PR #238, opened 2016-10-28
Add fetch() polyfill

ithinkihaveacat:
I think this is right now, although I don't know how to test—all the browsers I have support both `fetch()` and `Promise`.

### DIFF
--- a/public/js/gulliver.es6.js
+++ b/public/js/gulliver.es6.js
@@ -5,6 +5,11 @@
 
 /* eslint-env browser */
 
+// As used by https://github.com/Financial-Times/polyfill-service/blob/master/polyfills/Promise/config.json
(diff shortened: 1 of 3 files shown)


public/js/gulliver.es6.js
```diff
@@ -5,6 +5,7 @@
 
 /* eslint-env browser */
 
+import '../../node_modules/whatwg-fetch/fetch.js';
```
ithinkihaveacat: Yeah, it looks a bit funny because our build process is weird (the `*.es6.js` files don't need to be in the `public` directory): `rollup` merges all the modules together into `gulliver.js`, which is the only file that's needed in production. (Well, `lighthouse-chart.js` is needed too, but we'll move that eventually.)

PR #242, opened 2016-10-31
Add PWA using its homepage URL & Add encodedUrl field

juliantoledo:
We currently only support adding PWAs from it's manifest URL, this PR allows PWAs to be added by them homepage URL.


ithinkihaveacat:
Some PWAs, such as <https://www.pureformulas.com/>, have their manifests dynamically injected via JS. I doubt this is common, and they can still be added by explicitly passing the manifest URL, but if there's a nice way of working around this it's probably worth doing. (Can't think of one though, unless Lighthouse can extract for us.)

andreban:
Interesting. I can't see the Manifest information on Chrome Developer Tools. 
screen shot 2016-11-01 at 08 26 55

juliantoledo:
I could not find the manifest for pureformulas.com either. At the moment, I am only reading the html value.

juliantoledo:
@ithinkihaveacat @andreban PTAL

juliantoledo:
We can create another PR for handling the JS case, do you have any examples?

juliantoledo:
I added the Slugified field generation, I will create another PR to start using the field.

lib/pwa.js
```diff
@@ -211,6 +211,31 @@ exports.findByManifestUrl = function(manifestUrl) {
 };
 
 /**
+ * Finds a PWA by its slugified from DB.
+ *
+ * @param {string} slugified of the PWA's manifest
+ * @return {Pwa|null} the PWA from DB, or null if not found
+ */
+exports.findBySlugified = function(slugified) {
```
sebastianbenz: Is this still used?

test/lib/pwa.js
```diff
@@ -157,31 +158,56 @@ describe('lib.pwa', () => {
...
+      });
+    });
+  });
+
   describe('#save (core logic)', () => {
     afterEach(() => {
       simpleMock.restore();
     });
     it('performs all the save steps', () => {
       // Mock findByManifestUrl and bd to avoid making real calls
```
sebastianbenz: Your test setup requires a lot of mocks. This potentially makes your test very fragile. Too many mocks in a test is a sign that your method might be doing too much (and this why test are great - they can tell you a lot about your design). 

If I look at the name of the method you're testing, it's "save". However, your mocks tell me it's also updating the icon, updating lighthouse info and more. This a lot more than just save. Consider refactoring into a more pipeline based approach, e.g.:

```
const manifestProvider = new ManifestProvider(queryManifestFromDB, fetchManifest);
const manifestProcessors = [updatePwaIcon, updatePwaCache, updatePwaLighthouseInfo, savePwaToDb,...];

const manifestPipeline = new ManifestPipeline(manifestProvider, manifestProcessors);

manifestPipeline.execute(pwa);
```

ManifestPipeline.execute(...) could look something like this:

```
execute(pwa) {
  this._manifestProvider.get(pwa)
    .then(manifest =>  {
       pwa.manifest = manifest;
       return Promise.all(manifestProcessors.map(p => p.apply(pwa)));
    })
}
```

You can then test each ManifestProcessor in isolation and mock one or two ManifestProcessors for ManifestPipeline tests (without relying on any implementation details besides the ManifestProcessor contract). 

This has the positive side-effect that you no longer need to export methods for testing (which is your test trying to tell you that your method/class is doing too much).

juliantoledo: @sebastianbenz great feedback, we keep postponing refactoring this. I like your pipeline base approach, I will take a look into it :)

juliantoledo:
I will create another PR for further refactoring of Save and its test later.

lib/data-fetcher.js
```diff
@@ -42,14 +33,30 @@ const USER_AGENT = ['Mozilla/5.0 (Linux; Android 6.0; Nexus 5 Build/MRA58N) Appl
  */
 function fetchMetadataDescription(url) {
   return fetchWithUA(url)
-    .then(response => DOMPurify.sanitize(response.text()))
```
amedina: No need to sanitize the response?

juliantoledo: @amedina The issue is that it breaks the parsing and the description was empty.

============

→ What needs to be done
For this exercise, copy every line of the data that holds "create".

→ Task result
We can create another PR for handling the JS case, do you have any examples?
I added the Slugified field generation, I will create another PR to start using the field.
I will create another PR for further refactoring of Save and its test later.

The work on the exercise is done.